Artifact Rejection and Denoising

Raw physiological signals are corrupted by a variety of artifacts:

EEG artifacts:

  • Ocular artifacts: eye blinks and saccades produce large slow potentials at frontal electrodes. Removed via ICA or regression-based eye-movement correction.
  • Muscle artifacts: electromyographic noise from jaw clenching or facial movements. Addressed by high-frequency filtering and ICA.
  • Motion artifacts: electrode movement during physical activity. Particularly relevant for WAUC.
  • Channel dropouts: individual electrodes with poor contact produce flat or saturated signals. Detected and interpolated from neighbouring channels.

PPG artifacts:

  • Motion artifacts from wrist movement dominate PPG noise. Accelerometry data from the same wristband is typically used in adaptive filtering to subtract motion-correlated components.

Bandpass Filtering

EEG signals are filtered to retain clinically and cognitively meaningful frequency bands:

Band Range Cognitive Association
Delta 0.5 – 4 Hz Deep sleep, unconscious processing
Theta 4 – 8 Hz Cognitive load, working memory, frontal theta
Alpha 8 – 13 Hz Relaxed wakefulness; suppressed during tasks
Beta 13 – 30 Hz Active concentration, motor activity
Gamma 30 – 100 Hz High-level processing, binding

For cognitive workload monitoring, theta (frontal) and alpha (occipital) bands are most informative.

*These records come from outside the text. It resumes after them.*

PR #1, opened 2019-02-03
Fix ODBC-74: take into account max row count in each cases

serval2412:


irodushka:
Will be merged separately

PR #209, opened 2023-11-24
Feature OOAPI

irodushka:
Here is an ODBC driver edition, adopted to OOAPI calls(https://www.ibase.ru/files/firebird/fbapi.html) instead of isc_ calls.
Since OOAPI is supported by the FB3.0 and later client library, this driver version should be used with FB3.0+ only.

Windowing and Normalisation

Windowing

Continuous recordings are segmented into overlapping windows. Window length governs the trade-off between low-frequency frequency resolution and cognitive state stationarity. Typical ranges: 2–10 seconds with 50% overlap.

Normalisation

Each window is independently normalised to remove slow drift and inter-subject amplitude differences:

  • Per-channel z-score normalisation within each window.
  • Robust normalisation using median absolute deviation to resist outlier contamination.
  • Riemannian covariance-matrix normalisation, which is inherently scale-invariant and hardware-agnostic.